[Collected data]
•••••
PR #154, opened 2019-06-11
Fix before notify props

joshuap:
## Status
**READY**

## Description
This PR fixes a bug in the `beforeNotify` logic where many notice properties were not passed in to the handler as documented:

https://docs.honeybadger.io/lib/javascript/guides/filtering-sensitive-data.html

Properties (such as `notice.url` could be assigned, but prior values were not available on the object to inspect, causing (i.e.) this example to fail:

```js
Honeybadger.beforeNotify(function(notice) {
  if (/creditCard/.test(notice.url)) { // <-- notice.url is undefined
    notice.url = '[FILTERED]'; // <-- works, but doesn't get here
  }
});
```

This PR also hides the internal stack trace `generator` properties, which were previously exposed through the `notice` (or would have been ;)).

## Todos
- [x] Tests
- [x] Documentation

## Steps to Test or Reproduce
```bash
git pull --prune
git checkout fix-beforeNotify-props
npm test
```

### DIFF
--- a/src/builder.js
+++ b/src/builder.js
@@ -287,9 +287,9 @@ export default function builder() {
         revision: err.revision || config('revision')
       });
 
-      if (isIgnored(err, config('ignorePatterns'))) { return false; }
-
       if (checkHandlers(self.beforeNotifyHandlers, err)) { return false; }
+
+      if (isIgnored(err, config('ignorePatterns'))) { return false; }
 
       var data = cgiData();
       if (typeof err.cookies === 'string') {
--- a/src/builder.js
+++ b/src/builder.js
@@ -272,8 +272,10 @@ export default function builder() {
         return false;
       }
 
+      let generator;
       if (generated) {
-        err = merge(err, generated);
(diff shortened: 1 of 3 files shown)


src/builder.js
```diff
@@ -124,6 +124,23 @@ export default function builder() {
     return false;
   }
 
+  function objectIsEmpty(obj) {
+    return ((function() {
+      var k, results;
+      results = [];
+      for (k in obj) {
+        if (!Object.prototype.hasOwnProperty.call(obj, k)) continue;
```
rabidpraxis: I know you just refactored this as part of the PR, but this is doing unneeded work. You could just check for hasOwnProperty and return true once it is found, instead of collecting all the keys for a count at the end.

joshuap: @rabidpraxis thanks! I think this does the trick: https://github.com/honeybadger-io/honeybadger-js/pull/154/commits/46d8fab779a13ca052b9d316c7e3903ee3d1664e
•••••
# [YOUR GOAL]
Go through the records. Copy each line where "export" appears.

# [RESPONSE]
@@ -287,9 +287,9 @@ export default function builder() {
@@ -272,8 +272,10 @@ export default function builder() {
@@ -124,6 +124,23 @@ export default function builder() {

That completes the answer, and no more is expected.